Tandis que le charmant couple d’acteurs, qui s’est changé et qu’on devine être les personnages principaux, répète dans son coin, Woody Allen doit composer avec la circulation intense, entre les camions poubelles et les bus qui s’arrêtent à l’arrêt tout proche, et lancer la scène entre deux feux verts. Mais un véhicule de pompiers passe en trombe sirène hurlante, des passants n’ont pas été bloqués à temps, et voilà l’homme qui tourne plus vite que son ombre contraint d’enchaîner sept prises ! « Je n’aime pas ça, je suis un metteur en scène fainéant ! On passe tellement de temps à attendre, dans ce métier… Et puis les choses perdent de leur naturel avec la répétition. »
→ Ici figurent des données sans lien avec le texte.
PR #835, opened 2019-05-29
Save full configuration in output dir

miguelvr:
In order to facilitate reproduction and deployment of models it is a good practice to save the exact training configuration together with the model weights.

In this PR the full config is dumped into the output directory with the name `config.yml`


tools/train_net.py
```diff
@@ -176,6 +176,11 @@ def main():
         logger.info(config_str)
     logger.info("Running with config:\n{}".format(cfg))
 
+    output_config_path = "{}/config.yml".format(cfg.OUTPUT_DIR)
```
fmassa: `os.path.join` is more robust wrt OS (Windows)

miguelvr: just resolved this, should be ready to merge!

Il prend quand même le temps de dire deux mots en anglais avec ses interprètes français à l’écoute comme de jeunes élèves et repart en trottinant derrière son écran. « Même sans le comprendre, on sait si un acteur étranger est bon ou mauvais. » Sa fille Manzie, qui travaille à ses côtés comme assistante de production, lui propose de s’asseoir, mais celui qui fêtera le 1er décembre ses 87 ans préfère rester debout. « Elle ménage son vieux père. C’est agréable de travailler en famille. Et elle parle parfaitement votre langue, car elle a grandi avec des nounous françaises. »
Jouer de la clarinette
Au bout de deux heures, toute l’équipe déménage dans un joyeux brouhaha. Nous voilà à suivre les flèches orange fluo marquées de WASP 22 pour arriver devant une boutique de fleurs rue Daubenton. Il est 10h30 et les piétons, désormais plus nombreux à déambuler dans le quartier touristique, s’arrêtent pour regarder ce qui se passe. Vittorio Storaro gesticule dans le magasin : l’homme au Borsalino finit par aller consulter l’homme au bob et ça chauffe sous les chapeaux pour mettre un point final à la scène. Tout s’est enchaîné sans problème et la coupure déjeuner arrive dès 11h30. Après un tour à la cantine, le cinéaste décide de rentrer se reposer deux petites heures à l’hôtel Le Bristol, où il réside (comme à chaque fois qu’il vient à Paris) avec sa femme, Soon-Yi.
Retour à 14h30 rue de l’Odéon pour continuer la journée. De grandes bâches noires et un rail de travelling ont été installés face à la librairie et à la boutique d’antiquités, presque voisines. Melvil Poupaud, manteau sombre élégant et lunettes de soleil, a rejoint Niels Schneider et Lou de Laâge. Très à l’aise, il tente de bavarder avec le cinéaste américain, qui se débrouille pour s’échapper et rejoindre sa sœur et son épouse venues lui rendre visite en plateau. Ça tourne dans le calme et la bonne humeur, Woody Allen est toujours debout mais un peu à l’écart, le nez baissé vers le bitume, dans sa bulle et ses pensées.
La journée se finit pile dans les temps, vers 17 heures. « C’est bien, même si ce n’est pas un impératif. Je veille à rester dans une économie réduite, alors on s’est débrouillés pour trouver des lieux de tournage assez proches. » Woody Allen a hâte de quitter son combo pour aller jouer de la clarinette à l’hôtel « si [son] rhume va mieux ». Nous, on passerait bien encore quelque temps par-dessus son épaule à le regarder faire son cinéma.